Repeat exactly, and only, the lines from the one containing "- Remove MLSContext" through the last line of the data below.

_Records for processing_
---
PR #103, opened 2026-05-20
Update InboxV2 to use IdentityProvider

jazzz:
This PR is the sibling PR to #102. It updates InboxV2 to use and abstract IdentityProvider, rather than requiring the internal LogosAccount implementation.

## Changes
- Removes the direct dependency on LogosAccount within InboxV2 and GroupV1 in preparation for its removal. 
- Remove MLSContext as suggested by @kaichaosun. Instead the functionality is flattened to mimic a OpenMLSProvider. This enables future implementation of MLS storage. 

## Deferred Work:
---
_Expected output_
- Remove MLSContext as suggested by @kaichaosun. Instead the functionality is flattened to mimic a OpenMLSProvider. This enables future implementation of MLS storage. 

## Deferred Work:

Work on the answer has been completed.